旧鎌倉図書館保存をめぐる議会と行政の動き

2015年11月1日 旧鎌倉図書館

図書館とともだち会報174号掲載

長期に延会となっていた9月議会が10月20日に再開されました。

旧図書館関連では10月26日に建設常任委員会で鎌倉市景観重要建造物等保全基金条例案が審議され、総員賛成で可決されました。

この審議のなかで委員からは「市民が寄付する際、この建造物に寄付金を使ってほしいと指定できるような規定が必要ではないか」「ある建造物を景観重要建造物として市が指定するときは、行政の判断だけで決めずに専門家の評価を得て決めるべきではないか」などの意見が出され、市も検討すると答弁しました。

旧図書館耐震・補強設計等業務委託料3716万3千円を含む補正予算の審議は10月27日、28日の総務常任委員会で行われました。

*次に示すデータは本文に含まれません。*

PR #308, opened 2023-05-26
Check arg count in nodejs bindings

jtraglia:
This PRs adds an argument count check to each of the public functions. Previously, if someone passed in an invalid number of argument it would not handle it gracefully.

### DIFF
--- a/bindings/node.js/src/kzg.cxx
+++ b/bindings/node.js/src/kzg.cxx
@@ -164,6 +164,12 @@ inline Bytes48 *get_bytes48(
 Napi::Value LoadTrustedSetup(const Napi::CallbackInfo &info) {
     Napi::Env env = info.Env();
 
+    if (info.Length() != 1) {
+        Napi::Error::New(env, "Invalid number of arguments")
+            .ThrowAsJavaScriptException();
+        return env.Undefined();
+    }
+
     // Check if the trusted setup is already loaded
     KzgAddonData *data = env.GetInstanceData<KzgAddonData>();
     if (data->is_setup) {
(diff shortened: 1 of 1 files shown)


matthewkeil (commented):
We actually had argument length checks way back and removed them. It's a built in feature of node to auto validate too many args (more than the expected are just ignored and have no effect). It also auto protects against too few arguments and returns `Undefined` in the case an expected arg is not passed. That is checked for in all cases. As far as the args in the expected positions are fully validated for both types and values. There are also unit tests to validate everything. There should not be any need for length tests.

https://github.com/ethereum/c-kzg-4844/blob/5019e3a08d36ade6878292c6d241937d65c52200/bindings/node.js/test/kzg.test.ts#L240

jtraglia:
Yeah I think you're right. If I make a test for this, it will catch it.

image

matthewkeil:
Here is the line that catches too few args

https://github.com/nodejs/node-addon-api/blob/358b2d3b4f4cf0b3bdfc9897be888494ee36ae1d/napi-inl.h#L3798

matthewkeil:
> Yeah I think you're right. If I make a test for this, it will catch it.
> 
> image

As a note, those are TS args which happen before code execution.  So it will throw from TS but there are also runtime checks in the event the library is running as JS where there is no transpilation.

Should be covered for all cases and 100% safe (type safety and runtime safety)

jtraglia:
Sure, let's add some unit tests just to alleviate any concerns.

asn-d6:
So I guess there is another PR pending about the unit tests?

PR #309, opened 2023-05-31
Sanity check that trusted setup was loaded in Lagrange form

asn-d6:
We received reports from client devs that they loaded old trusted setup files (with G1 in monomial form) and KZG did not work but without any errors from c-kzg. This PR adds a basic sanity check that the trusted setup was loaded with G1 in lagrange form.


jtraglia (approved):
Nice, thanks for this 🥇 LGTM!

採決では委員長を除く6名の委員のうち賛成2名、反対3名、退席1名で補正予算は否決となりました。

反対3名のうち2名は北鎌倉の洞門を開削する工事費が含まれていることを主たる理由としたものであり、1名は市長の旧図書館保存への方針転換は説明不足であり議会軽視につながるとするものでした。

10月30日の本会議では賛成多数で補正予算は成立しましたが、同じ予算の中に景観を保全するための予算と景観を壊す別の予算が一括されているというやり方には違和感を覚えざるをえません。

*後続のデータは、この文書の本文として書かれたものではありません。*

PR #313, opened 2023-06-06
Add macros to prefix public methods with arbitrary strings

asn-d6:
This is a feature request from https://github.com/ethereum/c-kzg-4844/issues/312 .

This is still a PoC and more love is needed if we decide we want this.

PR #317, opened 2023-06-09
Use LIB_PREFIX in Rust bindings

michaelsproul:
Extension of #313 to the Rust bindings.


jtraglia (approved):
So I don't love the new macros, but it's probably the best option we have. This PR is a good tradeoff of usability & minor changes to the codebase post-audit. I made a commit that fixes clang-format's complaints and alters the comments a little to match the style of others. The CI check that is failing is a known problem which we can ignore for now. LGTM 👍

michaelsproul:
Still WIP on the Lighthouse integration unfortunately. We've hit a few linking issues that look like they might require further changes

michaelsproul:
Ok, we've got it working reliably in Lighthouse now. I've pushed two commits here that seemed to help:

1. 5f3a7c1f35a5c4982bc87df75bb510620cec5241 moves the bindgen-generated Rust code to the Cargo build directory, rather than the source directory. This is the [standard practice](https://rust-lang.github.io/rust-bindgen/tutorial-3.html) for bindgen and helps prevent strange caching behaviour when the `c-kzg` crate is compiled with different mainnet/minimal specs.
2. 6449e2cccc13b9bf2358322f3a5539fbc6613d6d removes all unprefixed symbols from the generated object files. We were getting some link errors about symbols like `blob_verify_kzg_proof` being duplicated. These errors seemed to only occur occasionally, and only on Linux, and could actually have been a manifestation of (1). If you prefer not to make this change I can try reverting it and testing with (1) alone.

divagant-martian:
I added the generated bindings to the source to be able to see them. So I don't think anyone else has an attachment to that setup. I'm fine with moving them to the build dir

jtraglia:
Hey @michaelsproul I made a PR to your branch (https://github.com/michaelsproul/c-kzg-4844/pull/1) with some changes I'd like to make. I think this will simplify things a bit, but there were a lot of changes so I didn't feel comfortable committing them directly. Thoughts?

jtraglia:
Going to merge. I believe it's ready 👍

基金条例と補正予算の成立を受けて、市の関係課と私たちが要望している三つのポイントについて協議しました。一つ目の、可能な限りオリジナルな形を残して補強、修復してほしいという点について、市は外観の維持を第一義に考えている、書庫の3層部分の保存は耐震補強との絡みで難しいということでした。

書庫についての説明は納得できないので、専門家の力を借りながら今後も保存の可能性を追求していきたいと考えます。

二つ目の、基金に募金するとき、どの建造物のために使うか指定することもできるような運用基準を設けてほしいという点については、議会でも指摘されたことであり、寄附金の管理は台帳で行うが、その根拠となるものを要綱の形で明文化し例規集に掲載する予定であるという回答でした。

三つ目の、なるべく早く登録有形文化財の申請手続きをしてほしいという点については、まだ申請するかどうか決まっていない、かりに申請するとしても認可まで時間がかかるということでした。原形の保存、補助金の交付、後世への存続などの観点から引き続き関係課への働きかけを行っていきたいと考えます。